Check each line of the entries below for the string "buffer"; copy every line where it appears.

▶ _The data_
----
PR #155, opened 2018-10-02
deprecate use_journal - add lookup_from_k8s_field - detect input

josefkarasek:
Make the plugin able to detect the source of the metadata,
either from the journal with `CONTAINER_NAME` or from in_tail
with the tag.  Add a new source of metadata - if
`lookup_from_k8s_field true`, then the user may pass in
metadata in the fields
`docker.container_id`, `kubernetes.namespace_name`,
`kubernetes.pod_name`, `kubernetes.container_name`

(cherry picked from commit 83436cba93257f34796033594c6d0af5997900c2)


josefkarasek:
@richm @jcantrill It's a cherrypick, but still. please have a look at it. Thank you.

Issue #149, opened 2018-09-17
Persistent cache with key timeout for the k8s metadata cache to deal with restarts and pod deletion.


HackToHell:
Hello,
In the case where there's a very high rate of logs, the push to ES can slow down considerably. In the mean time, if there's a pod created in namespace, then the pod is deleted, the logs for the particular pod is lost because the API server does not have the pod object. 
The caching logic can be modified so that it removed a pod after X amount of time, this also needs to be persistent to the disk because if the pod restarts, we will loose the in memory cache.

I can send a PR for this change, do you have any suggestions/other solutions?

jcantrill:
PR's are always welcome.  There is a balancing act to be considered here with regards to:
* memory usage
* on disk buffer availability
* metadata retention needs.

I would argue that maybe you need to consider expanding the size of your ES cluster if you exceed the limits beyond what is capable with increasing the buffer size [1].  Also, it would be useful if your cache impl could be a drop in replacement for the current LRU cache [2].

[1] https://github.com/fabric8io/fluent-plugin-kubernetes_metadata_filter/blob/master/lib/fluent/plugin/filter_kubernetes_metadata.rb#L41
[2] https://github.com/fabric8io/fluent-plugin-kubernetes_metadata_filter/blob/master/lib/fluent/plugin/kubernetes_metadata_cache_strategy.rb

josephmcasey:
I recently stumbled upon this problem, and it seems like a functionality gap worth filling. Given the amount of time that has passed from the WIP PR that was never finished. Has a new design come about for addressing this issue that would differs from the WIP PR #157 ?

jcantrill:
Nothing has changed with regards to this issue. I'm not certain when this was created in relation to the cache design change, but the current implementation makes an effort to associate pod meta using time stamps if needed. The reality is that if the info was never fetched then really there is nothing more to associate; meta is only available using pod name and namespace. You can always turn off watch, modify the eviction time and raise the cache count for longer cache availability.  There are currently no plans to add another cache impl. PRs are welcome if you believe there is something that fits your usecase. There is an open PR that provides an alternative cache option that could be used as a starting point.

josephmcasey:
> The reality is that if the info was never fetched then really there is nothing more to associate; meta is only available using pod name and namespace.

[...]

PR #157, opened 2018-10-04
[WIP] Feature add checkpoint cache

HackToHell:
Attempts to fix the problem detailed in #149,I have added in a sqlite db to persist the entries, with a checkpoint thread. 
Unit tests have to be added.

### DIFF
--- a/lib/fluent/plugin/checkpoint_metadata_cache.rb
+++ b/lib/fluent/plugin/checkpoint_metadata_cache.rb
@@ -23,8 +23,8 @@ module KubernetesMetadata
     def start_checkpoint
       while @checkpoint_thread_running
         log.trace "check pointing cache to disk" if log.trace?
-        write_cache_to_file
         prune_old_entries
+        write_cache_to_file
         sleep @checkpoint_interval
       end
     end
@@ -55,7 +55,7 @@ module KubernetesMetadata
     end
 
     def prune_old_entries
-      timestamp = Time.now - @cache_ttl
+      timestamp = Time.now - @checkpoint_ttl
       @db.execute "delete from cache where created_at <= ?", timestamp.to_i
       @db.execute "delete from id_cache where created_at <= ?", timestamp.to_i
       @db.execute "delete from namespace_cache where created_at <= ?", timestamp.to_i
--- a/lib/fluent/plugin/checkpoint_metadata_cache.rb
+++ b/lib/fluent/plugin/checkpoint_metadata_cache.rb
@@ -1,0 +1,89 @@
+#
+# Fluentd Kubernetes Metadata Filter Plugin - Enrich Fluentd events with
+# Kubernetes metadata
+#
+# Copyright 2017 Red Hat, Inc.
+#
+# Licensed under the Apache License, Version 2.0 (the "License");
+# you may not use this file except in compliance with the License.
+# You may obtain a copy of the License at
+#
+#   http://www.apache.org/licenses/LICENSE-2.0
+#
+# Unless required by applicable law or agreed to in writing, software
+# distributed under the License is distributed on an "AS IS" BASIS,
+# WITHOUT WARRANTIES OR CONDITIONS OF ANY KIND, either express or implied.
+# See the License for the specific language governing permissions and
+# limitations under the License.
+#
+require "sqlite3"
+
+module KubernetesMetadata
+  module CheckPointCache
+    def start_checkpoint
+      while true
+        log.trace "check pointing cache to disk" if log.trace?
+        write_cache_to_file
+        prune_old_entries
+        sleep @checkpoint_interval
+      end
+    end
+
+    def initialize_db
+      @db = SQLite3::Database.new @checkpoint_db_path
+      @db.execute <<-SQL
+        create table IF NOT EXISTS cache (
+          id TEXT PRIMARY KEY,
+          val TEXT,
+          created_at INTEGER
+        );
+      SQL
+      @db.execute <<-SQL
+        create table IF NOT EXISTS id_cache (
+          id TEXT PRIMARY KEY,
+          val TEXT,
+          created_at INTEGER
+        );
+      SQL
+      @db.execute <<-SQL
+        create table IF NOT EXISTS namespace_cache (
+          id TEXT PRIMARY KEY,
+          val TEXT,
+          created_at INTEGER
+        );
+      SQL
+    end
+
+    def prune_old_entries
+      timestamp = Time.now - @cache_ttl
+      @db.execute "delete from cache where created_at <= ?", timestamp.to_i
+      @db.execute "delete from id_cache where created_at <= ?", timestamp.to_i
+      @db.execute "delete from namespace_cache where created_at <= ?", timestamp.to_i
+    end
+
+    def write_cache_to_file
+      timestamp = Time.now.to_i
+      @cache.each do |k, v|
+        @db.execute "insert or ignore into cache (id, val, created_at) values ( ?, ?, ?)", [k, JSON.generate(v), timestamp]
+      end
+      @id_cache.each do |k, v|
+        @db.execute "insert or ignore into id_cache (id, val, created_at) values ( ?, ?, ?)", [k, JSON.generate(v), timestamp]
+      end
+      @namespace_cache.each do |k, v|
+        @db.execute "insert or ignore into namespace_cache (id, val, created_at) values ( ?, ?, ?)", [k, JSON.generate(v), timestamp]
+      end
+    end
+
+    def read_cache_from_file
+      @db.execute("select * from cache") do |row|
+        @cache[row[0]] = JSON.parse(row[1])
+      end
+      @db.execute("select * from id_cache") do |row|
+        @id_cache[row[0]] = JSON.parse(row[1])
+      end
+      @db.execute("select * from namespace_cache") do |row|
+        @namespace_cache[row[0]] = JSON.parse(row[1])
+      end
+    end
+  end
+end
--- a/lib/fluent/plugin/checkpoint_metadata_cache.rb
+++ b/lib/fluent/plugin/checkpoint_metadata_cache.rb
@@ -63,16 +63,34 @@ module KubernetesMetadata
 
     def write_cache_to_file
       current_timestamp = Time.now
-      @cache.each do |k, v|
-        @db.execute "insert or ignore into cache (id, val, created_at) values ( ?, ?, ?)", [k, JSON.generate(v), current_timestamp.to_i]
+      begin
+        @db.transaction
+        @cache.each do |k, v|
+          @db.execute "insert or ignore into cache (id, val, created_at) values ( ?, ?, ?)", [k, JSON.generate(v), current_timestamp.to_i]
+        end
+        @db.commit
+      rescue SQLite3::Exception => e
+        log.trace "unable to write into cache due to to error '#{e}'"
       end
-      @id_cache.each do |k, v|
-        @db.execute "insert or ignore into id_cache (id, val, created_at) values ( ?, ?, ?)", [k, JSON.generate(v), current_timestamp.to_i]
+      begin
+        @db.transaction
+        @id_cache.each do |k, v|
+          @db.execute "insert or ignore into id_cache (id, val, created_at) values ( ?, ?, ?)", [k, JSON.generate(v), current_timestamp.to_i]
+        end
+        @db.commit
+      rescue SQLite3::Exception => e
+        log.trace "unable to write into cache due to to error '#{e}'"
       end
-      @namespace_cache.each do |k, v|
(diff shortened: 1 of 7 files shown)


lib/fluent/plugin/checkpoint_metadata_cache.rb
```diff
@@ -0,0 +1,92 @@
...
+      timestamp = Time.now - @checkpoint_ttl
+      @db.execute "delete from cache where created_at <= ?", timestamp.to_i
+      @db.execute "delete from id_cache where created_at <= ?", timestamp.to_i
+      @db.execute "delete from namespace_cache where created_at <= ?", timestamp.to_i
+    end
+
+    def write_cache_to_file
+      current_timestamp = Time.now
+      @cache.each do |k, v|
+        @db.execute "insert or ignore into cache (id, val, created_at) values ( ?, ?, ?)", [k, JSON.generate(v), current_timestamp.to_i]
```
jcantrill: I'm unfamiliar with the sqlite syntax and its transactional nature, but might it be more performant to perform a bulk insert?

lib/fluent/plugin/checkpoint_metadata_cache.rb
```diff
@@ -0,0 +1,92 @@
...
+        sleep @checkpoint_interval
+      end
+    end
+
+    def initialize_db
+      @db = SQLite3::Database.new @checkpoint_db_path
+      @db.execute <<-SQL
+        create table IF NOT EXISTS cache (
+          id TEXT PRIMARY KEY,
+          val TEXT,
```
jcantrill: Is text sufficiently large enough to hold a well formed json blob?

lib/fluent/plugin/filter_kubernetes_metadata.rb
```diff
@@ -69,6 +73,11 @@ class KubernetesMetadataFilter < Fluent::Filter
     config_param :allow_orphans, :bool, default: true
     config_param :orphaned_namespace_name, :string, default: '.orphaned'
     config_param :orphaned_namespace_id, :string, default: 'orphaned'
+    config_param :checkpoint_enabled, :bool, default: true
+    config_param :checkpoint_interval, :integer, default: 30
+    # This is used to prune older entries that will be written to the sqlite db, the most recent entries(aka the hot LRU cache) will always be in the db.
+    config_param :checkpoint_ttl, :integer, default: 3000
+    config_param :checkpoint_db_path, :string, default: '/var/log/k8s-metadata-checkpoint.db'
```
jcantrill: wouldnt a more appropriate path that meets convention be something like `/var/lib/fluent-plugin-kubernetes_metadata_filter/checkpoint.db` or `/var/lib/fluent/k8s-metadata-checkpoint.db`

lib/fluent/plugin/filter_kubernetes_metadata.rb
```diff
@@ -226,20 +236,25 @@ def log.trace?
         rescue KubeException => kube_error
           raise Fluent::ConfigError, "Invalid Kubernetes API #{@apiVersion} endpoint #{@kubernetes_url}: #{kube_error.message}"
         end
+        if @checkpoint_enabled
+          @checkpoint_thread_running = true
```
jcantrill: Shouldnt this come after the the thread initialization in the following lines? maybe need some sort of mutex to ensure it happens only once?

lib/fluent/plugin/kubernetes_metadata_cache_strategy.rb
```diff
@@ -24,12 +24,12 @@ def get_pod_metadata(key, namespace_name, pod_name, record_create_time, batch_mi
       if !ids.nil?
         # FAST PATH
         # Cache hit, fetch metadata from the cache
-        metadata = @cache.fetch(ids[:pod_id]) do
+        metadata = @cache.fetch(ids['pod_id']) do
```
jcantrill: why are we using a string and not the symbol?

lib/fluent/plugin/kubernetes_metadata_cache_strategy.rb
```diff
@@ -24,12 +24,12 @@ def get_pod_metadata(key, namespace_name, pod_name, record_create_time, batch_mi
...
           @stats.bump(:pod_cache_miss)
           m = fetch_pod_metadata(namespace_name, pod_name)
           (m.nil? || m.empty?) ? {'pod_id'=>ids[:pod_id]} : m
         end
-        metadata.merge!(@namespace_cache.fetch(ids[:namespace_id]) do
+        metadata.merge!(@namespace_cache.fetch(ids['namespace_id']) do
```
jcantrill: why are we using a string and not the symbol?

lib/fluent/plugin/checkpoint_metadata_cache.rb
HackToHell: Yup, will do so.

lib/fluent/plugin/checkpoint_metadata_cache.rb
HackToHell: The max value is 2^32 − 1, this _can_ fail in cases with pods with large labels. I will add in a skip for overly large values.

lib/fluent/plugin/filter_kubernetes_metadata.rb
HackToHell: Sure, let me change that to `/var/lib/fluent-plugin-kubernetes_metadata_filter/checkpoint.db`

lib/fluent/plugin/checkpoint_metadata_cache.rb
HackToHell: Switched to transactions, the build insert format had a lot of edge cases and performance wins are minimal.

lib/fluent/plugin/kubernetes_metadata_cache_strategy.rb
HackToHell: Rolled back the change.

HackToHell:
@jcantrill Updated with review comments! I also had to refractor the caching pathway because sometimes it would enter into a loop where the ids would be present in the id cache but not the other two caches, I could not figure out which case caused it to enter into that state, but with the persistent cache, the fluentd plugin would slow down the entire pipeline until the cache was flushed.

lib/fluent/plugin/checkpoint_metadata_cache.rb
```diff
@@ -0,0 +1,111 @@
...
+      @db.execute "delete from id_cache where created_at <= ?", timestamp.to_i
+      @db.execute "delete from namespace_cache where created_at <= ?", timestamp.to_i
+    end
+
+    def write_cache_to_file
+      current_timestamp = Time.now
+      begin
+        @db.transaction
+        @cache.each do |k, v|
+          @db.execute "insert or ignore into cache (id, val, created_at) values ( ?, ?, ?)", [k, JSON.generate(v), current_timestamp.to_i]
```
dhananjaysathe: add a continue to handle the rare cases where len > 2^32 chars case as pointed out above; its okay to skip those imho

lib/fluent/plugin/checkpoint_metadata_cache.rb
```diff
@@ -0,0 +1,111 @@
...
+          @db.execute "insert or ignore into id_cache (id, val, created_at) values ( ?, ?, ?)", [k, JSON.generate(v), current_timestamp.to_i]
+        end
+        @db.commit
+      rescue SQLite3::Exception => e
+        log.trace "unable to write into cache due to to error '#{e}'"
+      end
+      begin
+        @db.transaction
+        @namespace_cache.each do |k, v|
+          @db.execute "insert or ignore into namespace_cache (id, val, created_at) values ( ?, ?, ?)", [k, JSON.generate(v), current_timestamp.to_i]
```
dhananjaysathe: add a continue to handle the rare cases where len > 2^32 chars case as pointed out above; its okay to skip those imho

lib/fluent/plugin/checkpoint_metadata_cache.rb
```diff
@@ -0,0 +1,111 @@
...
+      log.trace "db write took " + (Time.now - current_timestamp).to_s if log.trace?
+    end
+
+    def read_cache_from_file
+      current_timestamp = Time.now
+      @db.execute("select * from cache") do |row|
+        @cache[row[0]] = JSON.parse(row[1])
+      end
+      @db.execute("select * from id_cache") do |row|
+        rv = JSON.parse(row[1])
```
dhananjaysathe: consider using symbolized_names : true while parsing to avoid the manual conversion

lib/fluent/plugin/filter_kubernetes_metadata.rb
```diff
@@ -69,6 +73,11 @@ class KubernetesMetadataFilter < Fluent::Filter
     config_param :allow_orphans, :bool, default: true
     config_param :orphaned_namespace_name, :string, default: '.orphaned'
     config_param :orphaned_namespace_id, :string, default: 'orphaned'
+    config_param :checkpoint_enabled, :bool, default: false
+    config_param :checkpoint_interval, :integer, default: 30
+    # This is used to prune older entries that will be written to the sqlite db, the most recent entries(aka the hot LRU cache) will always be in the db.
+    config_param :checkpoint_ttl, :integer, default: 3000
```
dhananjaysathe: 3000 is a tad arbitrary as a default value imho

lib/fluent/plugin/checkpoint_metadata_cache.rb
```diff
@@ -0,0 +1,111 @@
...
+# WITHOUT WARRANTIES OR CONDITIONS OF ANY KIND, either express or implied.
+# See the License for the specific language governing permissions and
+# limitations under the License.
+#
+require "sqlite3"
+
+module KubernetesMetadata
+  module CheckPointCache
+    def start_checkpoint
+      while @checkpoint_thread_running
```
dhananjaysathe: Set and compare and actually use the mutex here in line with our discussion; return if already set

lib/fluent/plugin/filter_kubernetes_metadata.rb
```diff
@@ -253,13 +269,39 @@ def log.trace?
 
     end
 
+    def shutdown
+      super
+      if @checkpoint_enabled
+        write_cache_to_file
+        @checkpoint_thread_mutex.synchronize do
```
dhananjaysathe: Fix this use of mutex too as discussed; In line with the comment above of the mutex and variable actually being used to do this

lib/fluent/plugin/filter_kubernetes_metadata.rb
HackToHell: @jcantrill Will this not be executed only once by default? (please ignore my current flawed implementation), but I don't get the requirement for making sure that `thread_running` is set to true only once, I think I am missing the user case for this.

lib/fluent/plugin/checkpoint_metadata_cache.rb
```diff
@@ -0,0 +1,111 @@
...
+# Unless required by applicable law or agreed to in writing, software
+# distributed under the License is distributed on an "AS IS" BASIS,
+# WITHOUT WARRANTIES OR CONDITIONS OF ANY KIND, either express or implied.
+# See the License for the specific language governing permissions and
+# limitations under the License.
+#
+require "sqlite3"
+
+module KubernetesMetadata
+  module CheckPointCache
```
jcantrill: Why are we calling this `CheckPointCache`instead of something more meaningful IMO, like `PersistentCache` or `PersistentLruCache`.  This is what this feature adds correct?  A cache that survives restarts of fluentd and rolls off old entries that have timed out.

lib/fluent/plugin/filter_kubernetes_metadata.rb
jcantrill: I defer to your findings here as I was not the original author of this plugin and was making a casual observation.  I would expect initialization only to occur again if say the process was restarted.  Alternatively if fluent properly supported multi-threading this could additionally be an issue

HackToHell: From what I have gone through other plugins, they all make the same assumption of just one thread having this. So I will remove the mutex in the code. As for the initialization happening multiple times, the init function is idempotent.

lib/fluent/plugin/checkpoint_metadata_cache.rb
HackToHell: Agreed, changed the name to something more meaningful.

jcantrill:
@HackToHell I realize we are slow to getting back to this PR but do you have interest in continuing to pursue this change?  If not, please close the PR and issue.

jcantrill:
Closing per https://github.com/fabric8io/fluent-plugin-kubernetes_metadata_filter/pull/157#issuecomment-572577457  Please re-open if needed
----
▶ _Answer to this task_
* on disk buffer availability
I would argue that maybe you need to consider expanding the size of your ES cluster if you exceed the limits beyond what is capable with increasing the buffer size [1].  Also, it would be useful if your cache impl could be a drop in replacement for the current LRU cache [2].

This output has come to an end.